Deann Borshay Liem: Hee Bok Kim says we need to know more about North Korea before we judge it. Her experience and others who have reunited should guide us.
Q: Even among the few who have managed to make the journey to see family in the North, there have been many cases where it was too late, that most or all of their immediate family had died. Is there a risk that as the years go by and survivors die that there will be less a sense of urgency to heal the divide?
Ramsay Liem: There is always a danger that the further you get away from the reality of the war, and it’s quite far already after 60 years, that it is quite difficult to make people aware of these continuing conditions.
Q: How important is it to expose the myths about why Korea is divided? As professor Bruce Cumings of the University of Chicago says in the film, most Americans don’t know that it was the U.S. occupation force that drew the DMZ immediately after World War II, not the Koreans themselves.
Ramsay Liem: Without question, this lack of understanding of the history is a big piece of the problem. Most people assume that North Korean hostility and belligerence are at fault, that for some reason they want to attack us. The fact is that you can’t understand why we have these moments of intense crisis with North Korea nowadays without going back and trying to understand the origins of this situation. Americans fought in this war, we were a major player, and that war has to be ended. It is my deepest conviction that North Koreans don’t want this hostile relationship.
Deann Borshay Liem: Mainstream media portrayals of North Korea are very one-dimensional. News reports usually show pictures of people in military uniforms. You don’t see the human beings there. This portrayal has created a moral and psychological distance from the country. This idea of learning more about the country before we create policies and make judgments is an important message in the film.
Q: How do North Koreans explain the vast development gap between their country and South Korea, where GDP is 40 times that of the North?
Ramsay Liem: In spite of everything said about how closed North Korea is, information does get in and out. Certainly members of the leadership are well aware of their economic conditions. Kim Jong Un has made it a priority, and he’s said very publicly, that it’s time to make living conditions for average North Koreans significantly better than they are or have been. It’s not something they have denied. But having to invest so much of their limited resources in national security makes it incredibly difficult for them to move forward.

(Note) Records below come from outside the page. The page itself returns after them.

PR #815, opened 2022-07-11
Create oc_debugger

tayaphidoux:
For now i will place this as an addon I personally hope it becomes a core file at some point to manage output and debugging of the collar and all addons/plugins its a relatively simple output controller for creators so that you can get customized debug information, while taming the llOwnerSay and other outputs inside your builds so that they can be hidden away unless needed in a unified manner.

### DIFF
--- a/src/spares/oc_debugger
+++ b/src/spares/oc_debugger
@@ -1,4 +1,6 @@
 /*
+This application is not recomended for regular users.
+
 This is a Basic debugger it manages messages fromt he script that don't always need to be seen in three categories
 Info - Basic information like the addons getting kicked for inactivity.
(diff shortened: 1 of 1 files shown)


SilkieSabra:
You mean as an app in spares, based on discussion in OC Staff.  Can you add a few lines at the top of the script that state what it does the way you did there?

tayaphidoux:
@SilkieSabra that was described in the description on the pull but here you go a block in the comment section of the script at the very top

Pingout:
I agree this should be a spare. As Taya stated, this script is "for creators". The average user will never use this and it could become a source of confusion.

PR #816, opened 2022-07-12
Create addon_test_debugger

tayaphidoux:
a test tool and source so that creators have an example how to use the debugger script.


tayaphidoux:
close this so the new copy is not duplicate

PR #817, opened 2022-07-12
Create plugin_test_debugger

tayaphidoux:
a tool to allow creators to test the debugger from a plugin script format.


tayaphidoux:
removing to make room for the new pull

PR #820, opened 2022-07-14
Kristen mynx cuff resizer back button fix  Fixes #818

### LINKED ISSUE #818: I just noticed a problem in the oc_cuff_resizer
What version of OpenCollar are you using? oc_cuff_resizer

The "Back" button does not work properly.  The script uses the UPMENU variable, similar to oc_resizer script on the collar. It could be that the UPMENU routine used in the collar is not apropriate for the cuffs.

What steps does someone need to take to reproduce the problem? Set up cuffs using the 2022 Q1 Features branch scripts (the most current version)

Attn: KristenMynx

KristenMynx:


KristenMynx:
MISTAKE closising

PR #822, opened 2022-07-16
fix a few bugs and bring more inline with style

tayaphidoux:
this update is to fix a few issues with persistence and clean up the code a little 

0) set the debugger to default active.
1) adding visual styles like default collar check boxes with a fall back check box style,
2) created a persistent global setting for debugger status to survive relogs and teleports, 
3) remove llReset on rez while active status has been achieve to help persistence instead we return to default,
4) cleaned up the code to be more inline with oc style guide recommends and requirements

### DIFF
--- a/src/spares/oc_debugger
+++ b/src/spares/oc_debugger
@@ -1,31 +1,13 @@
 /*
-This application is not recomended for regular users.
-
-This is a Basic debugger it manages messages from the script that don't always need to be seen in three categories
-Info - Basic information like the addons getting kicked for inactivity.
-Warning - Information about problems that won't break the collar but could cause instability.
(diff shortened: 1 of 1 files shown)


Pingout (changes requested):
So this all looks good Taya, thank you. I would like to see you change one thing.  I see you changed the App Name in line 27 (10) to remove the capitalization. 
All of the App Names in the Apps Menu are all Capitalized, so this should be listed as "Debugger"

tayaphidoux:
@Pingout  i can definetly do that the reason for the change was for chat commands but i can find a work around for it.

Pingout (approved):
Thank you very much for the quick response, Taya!
@SilkieSabra this can be merged directy to Master, as it's in the spares folder

PR #823, opened 2022-07-18
faster and cleaner code

tayaphidoux:
1) changed the code to be cleaner in line with the recommends of the style guide
2) found some ways to improve persistence of the add-ons making them harder to get rid of
3) prepped for future security changes.


tayaphidoux:
needs more testing

PR #824, opened 2022-07-18
adding the persitence and security prep

tayaphidoux:
1) cleaned up code to put it in line with the style guide.
2) added the persistence changes and prep for security changes.


tayaphidoux:
going to redo this one because somthing is funky with this pull and i don't want to risk breaking things.

PR #825, opened 2022-07-19
redoing the pr for the oc_addon_template

tayaphidoux:
the changes to fix the speed and persistence of add-ons, as well as prep for security features for the add-ons them self.
re submitting this to try and prevent the goofiness in the last attempt.

1) cleaned up code to put it in line with the style guide.
2) added the persistence changes and prep for security changes.

https://github.com/OpenCollarTeam/opencollarteam.github.io/blob/master/docs/Script-Style-Guide.md
the changes to the {} in the code are to compile with this and to make sure if statements have a clear start and stop point to help new users. at the bottom of the page you have

" The only exception is when the body of the if statement is on the same line as the if.

```
// This is tolerated, though still not recommended
if (iSomeCondition) DoAThing();
```

"

but the problem with this if statement is its hard for a new user to the code to understand where it starts and stops when surrounded by other if statements especially when its an "else if"

### DIFF
--- a/src/spares/oc_addon_template.lsl
+++ b/src/spares/oc_addon_template.lsl
@@ -4,7 +4,7 @@ This script is released public domain, unlike other OC scripts for a specific an
 -Authors Attribution-
 Aria (tiff589) - (August 2020)
 Lysea - (December 2020)
-Taya'Phidoux' (taya.maruti) - (july 2021)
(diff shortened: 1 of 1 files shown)


tayaphidoux:
there we go its now not pulling a bunch of other scripts.

tayaphidoux:
needs more testing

Q: What would have happened if the United States hadn’t occupied the South and created the DMZ as a bulwark against further Soviet expansion? Would we have a united and independent Korea today that, like other Soviet satellites, might have broken free of communism after collapse of the Soviet Union?
Ramsay Liem: There are diverse views about the what-if scenarios. Some say there would have been intense civil conflict whether the Soviets and the United States got involved or not. No one thinks that the level of damage to the country would have come close to what happened during the Korean War, when one-tenth of the population was killed. But who knows what shape the country would have taken? I do think the country would have remained united; the only question is in what form. I’m confident they would have found their own path.
Q: How do you assess the chances for reunification of the Korean peninsula in your lifetimes?
Ramsay Liem: From my point of view, reunification is not an all-or-nothing outcome. It’s a process. In thinking of my own lifetime and what remains of it, I am hopeful there will be progress, a return to negotiations, some willingness at the highest levels to meet. I hope there will be some move away from the intense hostility we’ve seen in the last several months.
Deann Borshay Liem: I’m not sure what will happen in my lifetime but I would like to see steps taken in that direction. In many ways our film represents the keeping of that hope alive that there will be peace.